All lines with the word "from" in the material below are required.

- GIVEN RECORDS -
━━━━━━━━━━━━━━━━

PR #338, opened 2017-12-19
dracut-emergency: optionally print fs help

danimo:
Allow filesystem modules to install a fs-specific text file with instructions
on what to do when mount fails. This is printed when we go into an emergency
shell.

Signed-off-by: Mark Fasheh <mfasheh@suse.de>

### DIFF
--- a/dracut-init.sh
+++ b/dracut-init.sh
@@ -261,6 +261,12 @@ inst_script() {
     (($? != 0)) && derror FAILED: $DRACUT_INSTALL ${initdir:+-D "$initdir"} ${loginstall:+-L "$loginstall"} ${DRACUT_RESOLVE_DEPS:+-l}  ${DRACUT_FIPS_MODE:+-f} "$@" || :
 }
 
+inst_fsck_help() {
+    local _helper="/run/dracut/fsck/fsck_help_$1.txt"
+    $DRACUT_INSTALL ${initdir:+-D "$initdir"} ${loginstall:+-L "$loginstall"} ${DRACUT_RESOLVE_DEPS:+-l} ${DRACUT_FIPS_MODE:+-f} "$2" $_helper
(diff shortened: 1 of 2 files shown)


danimo:
@centos-ci retest this please

dracut-init.sh
```diff
@@ -261,6 +261,12 @@ inst_script() {
     (($? != 0)) && derror FAILED: $DRACUT_INSTALL ${initdir:+-D "$initdir"} ${loginstall:+-L "$loginstall"} ${DRACUT_RESOLVE_DEPS:+-l}  ${DRACUT_FIPS_MODE:+-f} "$@" || :
 }
 
+inst_fsck_help() {
+    local _helper="/usr/share/fsck/fsck_help_$1.txt"
+    $DRACUT_INSTALL ${initdir:+-D "$initdir"} ${loginstall:+-L "$loginstall"} ${DRACUT_RESOLVE_DEPS:+-l} ${DRACUT_FIPS_MODE:+-f} "$2" $_helper
+    (($? != 0)) && derror $DRACUT_INSTALL ${initdir:+-D "$initdir"} ${loginstall:+-L "$loginstall"} ${DRACUT_RESOLVE_DEPS:+-l}  ${DRACUT_FIPS_MODE:+-f} "$2" $_helper || :
+}
+
```
haraldh: ```/usr/share/fsck```
hmm... why not in ```/run/dracut``` or ```/tmp``` ???

danimo: Probably because the author was not aware of the policies in dracut's initramfs. I'll change that.

danimo:
Changed install location accordingly.

modules.d/98dracut-systemd/dracut-emergency.sh
```diff
@@ -25,6 +26,7 @@ if getargbool 1 rd.shell -d -y rdshell || getarg rd.break -d rdbreak; then
     echo 'after mounting them and attach it to a bug report.'
     echo
     echo
+    [ -f $FSTXT ] && cat $FSTXT
```
haraldh: nitpicking:
[ -f "$FSTXT" ] && cat "$FSTXT"

danimo: Fair enough, fixed.

PR #339, opened 2017-12-19
Fix parsing of "-i" and "--include"

danimo:
- dracut replaced every instance of "-i" in the cmdline,
 even if it was part of a kernel image name, e.g. "vmlinuz-i"
- Fixes boo#908452

Signed-off-by: Fabian Vogt <fvogt@suse.com>

### DIFF
--- a/dracut.sh
+++ b/dracut.sh
@@ -286,11 +286,15 @@ dropindirs_sort()
 rearrange_params()
 {
     # Workaround -i, --include taking 2 arguments
-    set -- "${@/--include/++include}"
-
-    # This prevents any long argument ending with "-i"
-    # -i, like --opt-i but I think we can just prevent that
-    set -- "${@/%-i/++include}"
+    newat=()
+    for i in "$@"; do
+      if [[ $i == "-i" ]] || [[ $i == "--include" ]]; then
+            newat+=("++include") # Replace --include by ++include
+        else
+            newat+=("$i")
+        fi
+    done
+    set -- "${newat[@]}" # Set new $@
 
     TEMP=$(unset POSIXLY_CORRECT; getopt \
         -o "a:m:o:d:I:k:c:L:fvqlHhMN" \


haraldh:
```+ make V=1 check
make[1]: Entering directory '/root/dracut/test/TEST-01-BASIC'
TEST: root filesystem on a ext3 filesystem 0+0 records in
0+0 records out
0 bytes copied, 7.7591e-05 s, 0.0 kB/s

Unknown arguments: 4.8.6-300.fc25.x86_64

Usage: /root/dracut/dracut.sh [OPTION]... [<initramfs> [<kernel-version>]]

Version: 044-77.fc25

Creates initial ramdisk images for preloading modules

  -h, --help  Display all options

If a [LIST] has multiple arguments, then you have to put these in quotes.

For example:

    # dracut --add-drivers "module1 module2"  ...

[FAILED]
```

dracut.sh
```diff
@@ -286,11 +286,17 @@ dropindirs_sort()
...
+    newat=()
+    for i in "$@"; do
+        if [[ $i =~ ^-i(.*) ]]; then
+            newat+=("++include" "${BASH_REMATCH[1]}") # Replace -i by ++include
+        elif [[ $i == "--include" ]]; then
+            newat+=("++include") # Replace --include by ++include
+        else
+            newat+=("$i")
+        fi
+    done
```
haraldh:
```    for i in "$@"; do
        if [[ $i == "-i" ]] || [[ $i == "--include" ]]; then
            newat+=("++include") # Replace "--include" or "-i" by "++include"
        else
            newat+=("$i")
        fi
    done
```
should be good enough. 
I don't think we should support ```dracut -ifoo bar […]```

danimo: Fair enough. You or me?

haraldh:
Easier for you to repush the PR.

danimo:
Done, let's see what CI says.

danimo:

PR #340, opened 2017-12-19
mkinitrd-suse.sh: Implement functionality of -A option

danimo:
- Without this patch, -A sets host_only=0,
   but host_only wasn't used
- Translates into --no-host-only now


danimo:

PR #345, opened 2018-01-09
00warpclock: Set correct timezone

danimo:
Add module for setting correct timezone.

References: bnc#830060

For now, this module will not be included automatically due to different
expectations (see e.g. https://bugzilla.redhat.com/show_bug.cgi?id=981617).

Signed-off-by: Daniel Molkentin <daniel.molkentin@suse.com>

### DIFF
--- a/modules.d/00warpclock/module-setup.sh
+++ b/modules.d/00warpclock/module-setup.sh
@@ -1,0 +1,29 @@
+#!/bin/bash
+# -*- mode: shell-script; indent-tabs-mode: nil; sh-basic-offset: 4; -*-
+# ex: ts=8 sw=4 sts=4 et filetype=sh
+
+# called by dracut
+check() {
+    # hwclock does not exist on S390(x), bail out silently then
+    local _arch=$(uname -m)
+    [ "$_arch" = "s390" -o "$_arch" = "s390x" ] && return 1
+
+    [ -e /etc/localtime -a -e /etc/adjtime ] || return 1
+    require_binaries /sbin/hwclock || return 1
+
+    return 255
+}
+
+# called by dracut
+depends() {
+    return 0
+}
+
+# called by dracut
+install() {
+    inst /usr/share/zoneinfo/UTC
+    inst /etc/localtime
+    inst /etc/adjtime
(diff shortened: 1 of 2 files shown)


danimo:
nb.: This patch is already included in openSUSE and SLE, but with `return 0` rather than `return 255`.

Conan-Kudo:
Could you please put the correct bug reference link in here? The URL doesn't go to a specific bug report...

danimo:
@Conan-Kudo Whoops, fixed!

haraldh:
We could omit the while module if  /etc/adjtime != LOCAL ... basically the warpclock.sh check could be done in module-setup.sh in check()

modules.d/00warpclock/module-setup.sh
```diff
@@ -0,0 +1,27 @@
...
+    local _arch=$(uname -m)
+    [ "$_arch" = "s390" -o "$_arch" = "s390x" ] && return 1
+
+    [ -e /etc/localtime -a -e /etc/adjtime ] || return 1
+    require_binaries /sbin/hwclock || return 1
+}
+
+# called by dracut
+depends() {
+    return 255
```
haraldh: shouldn't this be
```
return 0
```

modules.d/00warpclock/module-setup.sh
```diff
@@ -0,0 +1,27 @@
...
+# ex: ts=8 sw=4 sts=4 et filetype=sh
+
+# called by dracut
+check() {
+    # hwclock does not exist on S390(x), bail out silently then
+    local _arch=$(uname -m)
+    [ "$_arch" = "s390" -o "$_arch" = "s390x" ] && return 1
+
+    [ -e /etc/localtime -a -e /etc/adjtime ] || return 1
+    require_binaries /sbin/hwclock || return 1
```
haraldh: to make it "optional" do
```
return 255
```
here and not in depends()

danimo: Done

modules.d/00warpclock/module-setup.sh
danimo: Done.

PR #351, opened 2018-01-11
Add 91zipl, which adds support for indirect booting on s390.

danimo:
The s390 zipl bootloader is not capable of reading from certain
more advanced filesystems such as btrfs. We therefore need an indirect
chaining process to boot systems like SLES. This works by letting ZIPL
boot a kernel from an ext partition, which loads a dracut-generated initrd
containing an ELF-based GRUB. This grub then loads the effective kernel
and userland via kexec.

### DIFF
--- a/dracut.cmdline.7.asc
+++ b/dracut.cmdline.7.asc
@@ -1001,6 +1001,20 @@ be mounted read only through a higher level transient overlay directory, has
 been implemented through the multiple lower layers feature of OverlayFS.
 
 
+ZIPL
+~~~~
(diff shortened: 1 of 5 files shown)


danimo:
@hreinecke Please check my modification of https://github.com/dracutdevs/dracut/pull/351/commits/ea7ffef13e00caa80cf37dbc53938ead25fb0d72, which is supposed to not disrupt distros with direct boot.

danimo:
@centos-ci retest this please

PR #358, opened 2018-01-16
40network: Fix race condition when wait for networks

danimo:
If no network related params are specific, but rd.neednet=1 is set,
the default initqueue action is to wait until one of the network
interfaces is marked as setup properly.

This also help with initqueue's race condition when the network interface
shows up late

References: bnc#866771

### DIFF
--- a/modules.d/40network/net-genrules.sh
+++ b/modules.d/40network/net-genrules.sh
@@ -105,6 +105,9 @@ command -v fix_bootif >/dev/null || . /lib/net-lib.sh
         cond='ACTION=="add", SUBSYSTEM=="net", ENV{DEVTYPE}!="wlan|wwan"'
         # if you change the name of "91-default-net.rules", also change modules.d/80cms/cmssetup.sh
         echo "$cond, $runcmd" > /etc/udev/rules.d/91-default-net.rules
+        if [ "$NEEDNET" = "1" ]; then
+            echo 'for i in /tmp/net.*.did-setup; do [ -f "$i" ]  && exit 0; done; exit 1' >$hookdir/initqueue/finished/wait-network.sh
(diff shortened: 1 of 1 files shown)


modules.d/40network/net-genrules.sh
```diff
@@ -105,6 +105,9 @@ command -v fix_bootif >/dev/null || . /lib/net-lib.sh
         cond='ACTION=="add", SUBSYSTEM=="net", ENV{DEVTYPE}!="wlan|wwan"'
         # if you change the name of "91-default-net.rules", also change modules.d/80cms/cmssetup.sh
         echo "$cond, $runcmd" > /etc/udev/rules.d/91-default-net.rules
+        if [ "$NEEDNET" = "1" ]; then
+            echo "[ -f /tmp/net.*.did-setup ]" >$hookdir/initqueue/finished/wait-network.sh
```
haraldh:
```
$ dash -c '[ -f /tmp/net.*.did-setup ] && echo OK'
$ touch /tmp/net.foo.did-setup
$ dash -c '[ -f /tmp/net.*.did-setup ] && echo OK'
OK
$ touch /tmp/net.bar.did-setup
$ dash -c '[ -f /tmp/net.*.did-setup ] && echo OK'
dash: 1: [: /tmp/net.bar.did-setup: unexpected operator
$
$
$ dash -c '( for i in /tmp/net.*.did-setup; do [ -f "$i" ] && exit 0; done ) && echo OK'
OK
```

Better use something like:
```
echo 'for i in /tmp/net.*.did-setup; do [ -f "$i" ] && exit 0; done; exit 1' >$hookdir/initqueue/finished/wait-network.sh
```

PR #755, opened 2020-03-10
network: fix glob matching ipv6 addresses

lnykryn:
In this case we want to cover three cases
1) ip_address:ip_address
2) number:macaddress
3) :macaddress

We consider something an IPv6 address if it starts with number and
contains ":", but IPv6 addresses are in hexa.


haraldh:
So, you want a dns1 for IPv6?
Shouldn't it better be enclosed in `[]`?

lnykryn:
> So, you want a dns1 for IPv6?
Yep
> Shouldn't it better be enclosed in `[]`?
It is, but we remove "[" and "]" in the beginning of the function.

haraldh:
> > Shouldn't it better be enclosed in `[]`?
> 
> It is, but we remove "[" and "]" in the beginning of the function.

ah, sorry, missed that.. it's been a long time since I parsed that function completely :)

━━━━━━━━━━━━━━━━

- ANSWER -
The s390 zipl bootloader is not capable of reading from certain
boot a kernel from an ext partition, which loads a dracut-generated initrd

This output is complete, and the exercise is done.